Toute histoire commence, généralement, par un « il y a fort longtemps ». Celle-ci mérite davantage un « il y a wouw!, ‘achté longtemps », émergea du Chaos, Nyx (la nuit, pour les intimes). Avant, même si ce n’était pas le déluge, il faisait tout simplement pas jour, et l’on réalisait de sacrées économies en achat d’interrupteurs. Nyx, qui était une femme et ne connaissait pas le parrain de la french variet, décida de faire un bébé toute seule. Pour être plus précis, une palanquée. Novice en la matière, on lui doit des choses heureuses, comme le jour, mais aussi des surgeons regrettables comme les divinités de la Vengeance, de la Discorde, plus d’autres affreux. Et, parmi tous ces chérubins, des jumeaux : Thanatos et Hypnos. L’aîné eut droit à un job bien placé, mais peu ragoûtant : dieu de la Mort. Quant au cadet, il décrocha une position socialement plus gratifiante, dieu du Sommeil.

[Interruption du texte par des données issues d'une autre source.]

Issue #823, opened 2014-10-08
Commands: Use startup project


rowanmiller:
...for config files, data directory, relative paths, etc.

There are TODOs in the code for this, just logging an issue to track the work too

lukewaters:
Fixed in #1416

bricelam:
This isn't finished. We need to enable this functionality on the ASP.NET commands too.

bricelam:
We also need to consider whether the `-StartUpProject` parameter is needed on the NuGet commands.

lukewaters:
Fixed in #1416 #1503 and #1507

PR #1507, opened 2015-01-30
getting currentDirectory of startupProject and operating in that directo...

lukewaters:
...ry part of #823

### DIFF
--- a/src/EntityFramework.Commands/Program.cs
+++ b/src/EntityFramework.Commands/Program.cs
@@ -22,12 +22,14 @@ namespace Microsoft.Data.Entity.Commands
     {
         private readonly string _projectDir;
         private readonly string _rootNamespace;
+        private readonly ILibraryManager _libraryManager;
         private readonly MigrationTool _migrationTool;
         private CommandLineApplication _app;
 
-        public Program([NotNull] IApplicationEnvironment appEnv)
+        public Program([NotNull] IApplicationEnvironment appEnv, [NotNull] ILibraryManager libraryManager)
         {
             Check.NotNull(appEnv, "appEnv");
+            Check.NotNull(libraryManager, "libraryManager");
 
             _projectDir = appEnv.ApplicationBasePath;
             _rootNamespace = appEnv.ApplicationName;
@@ -36,6 +38,7 @@ namespace Microsoft.Data.Entity.Commands
             var assemblyName = new AssemblyName(appEnv.ApplicationName);
             var assembly = Assembly.Load(assemblyName);
             _migrationTool = new MigrationTool(loggerProvider, assembly);
+            _libraryManager = libraryManager;
         }
 
         public virtual int Main([NotNull] string[] args)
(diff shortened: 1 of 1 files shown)


src/EntityFramework.Commands/Program.cs
```diff
@@ -36,13 +38,20 @@ public Program([NotNull] IApplicationEnvironment appEnv)
...
+            {
+                _startupProjectDir = Path.GetDirectoryName(libraryPath);
+            }
         }
 
         public virtual int Main([NotNull] string[] args)
         {
             Check.NotNull(args, "args");
 
-            // TODO: Enable subcommands in help
```
lukewaters: fixed in 128aabd2c

src/EntityFramework.Commands/Program.cs
```diff
@@ -36,13 +38,20 @@ public Program([NotNull] IApplicationEnvironment appEnv)
             var assemblyName = new AssemblyName(appEnv.ApplicationName);
             var assembly = Assembly.Load(assemblyName);
             _migrationTool = new MigrationTool(loggerProvider, assembly);
+
+            var library = libraryManager.GetLibraryInformation(assembly.GetName().Name);
```
bricelam: `assembly` is the current project. We need to add a `-startUpProject` parameter to each command that executes user code and set the current directory based on that.

src/EntityFramework.Commands/Program.cs
bricelam: No, this comment was about enabling `ef help migration add` which currently throws.

lukewaters: ```ef migration add help``` works, but you have a point, I’ll put the comment back in

src/EntityFramework.Commands/Program.cs
```diff
@@ -263,6 +309,19 @@ public virtual int ShowHelp([CanBeNull] string command)
 
             return 0;
         }
+
+        public virtual string GetProjectPath(string projectName)
```
bricelam: `projectName` may be `null` if the user didn't specify one. `GetLibraryInformation` could throw.

src/EntityFramework.Commands/Program.cs
```diff
@@ -36,13 +38,14 @@ public Program([NotNull] IApplicationEnvironment appEnv)
...
             _migrationTool = new MigrationTool(loggerProvider, assembly);
+            _libraryManager = libraryManager;
         }
 
         public virtual int Main([NotNull] string[] args)
         {
             Check.NotNull(args, "args");
 
-            // TODO: Enable subcommands in help
+            var returnDirectory = Directory.GetCurrentDirectory();
```
bricelam: Not used

src/EntityFramework.Commands/Program.cs
bricelam: Please re-add

bricelam:
Can probably repeat yourself less if you introduce a pattern like this...
```C#
return Execute(
    startupProject,
    () =>
    {
        DoStuff();

        return 0;
    });
```
...and move the directory changing to the `Execute` method.

src/EntityFramework.Commands/Program.cs
```diff
@@ -43,6 +46,7 @@ public virtual int Main([NotNull] string[] args)
             Check.NotNull(args, "args");
 
             // TODO: Enable subcommands in help
+            var returnDirectory = Directory.GetCurrentDirectory();
```
bricelam: Not used

src/EntityFramework.Commands/Program.cs
```diff
@@ -191,15 +209,34 @@ public virtual int AddMigration([CanBeNull] string name, [CanBeNull] string cont
...
+            var startupProjectDir = GetProjectPath(startupProject);
+            if (startupProjectDir != null)
+            {
+                Directory.SetCurrentDirectory(startupProjectDir);
+            }
+
             _migrationTool.AddMigration(name, context, _rootNamespace, _projectDir).ToArray();
 
+            Directory.SetCurrentDirectory(returnDirectory);
```
bricelam: Should probably do this in a `finally` so it gets reset even when the `_migrationTool` throws.

lukewaters:
Ping!

bricelam:
:shipit:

Hypnos reçut en héritage un superbe appartement de fonction aux Enfers, (que l’on soupçonnait d’être son père, selon le « Voici » local). Il logeait dans un vaste palais de marbre au pied duquel coulait le fleuve de l’Oubli et s’étendait un jardin de fleurs de pavots. C’était un peu mort dans le coin, certes, mais d’un calme… Quoiqu’il en soit, Hypnos était fort puissant puisque, comme le disait un vieux dicton, qui endort au pieu, fait se qu’il veut. C’est pourquoi on le disait maître des humains et maître des dieux, et que tous le craignaient (même Zeus voulut lui faire la peau).

Fatalement, ce bon vieux marchand de sable engendra, lui aussi, des fils (un beau coup d’hypnose sur une nana convoitée, ça aide). Son petit préféré avait pour nom Morphée et était le dieu des rêves. Ce beau jeune homme ailé (et non pas un noir à lunettes de soleil rondes  et en manteau en cuir) passait son temps à glander sur son lit chez le pater à s’injecter de la  morphine. Pour sa défense, il n’y avait pas grand-chose d’autre à faire dans le coin, puisque ça bougeait pas terrible.

Mais, lorsqu’il lui fallait aller au turbin, Morphée n’allait non pas par quatre, mais par deux chemins. Sur la pointe des plumes, il s’incrustait dans le sommeil des gens en revêtant l’apparence d’un être cher (d’où son nom, Morphée, celui qui prend forme, pour ceux qui rêvent au fond, près du radiateur). Si le songe qu’il transmettait ne devait rester qu’un beau et doux rêve, Morphée passait par une grande porte d’ivoire. Mais si le rêve devait se réaliser, alors il empruntait la sortie de service, une petite porte taillée dans de la vulgaire corne. Voilà pourquoi l’on affirmait que ceux qui s’endormaient, tombaient dans les bras de Morphée.

Au grand dam de beaucoup de rêveurs, Morphée était un peu mégalo et préférait les entrées de flambeur. C’est pourquoi les rêves érotiques n’avaient jamais tendance à se concrétiser, contrairement aux réveils périodiques sur une "grosse" du quotidien. C’est un fait, et c’est tout à fait regrettable.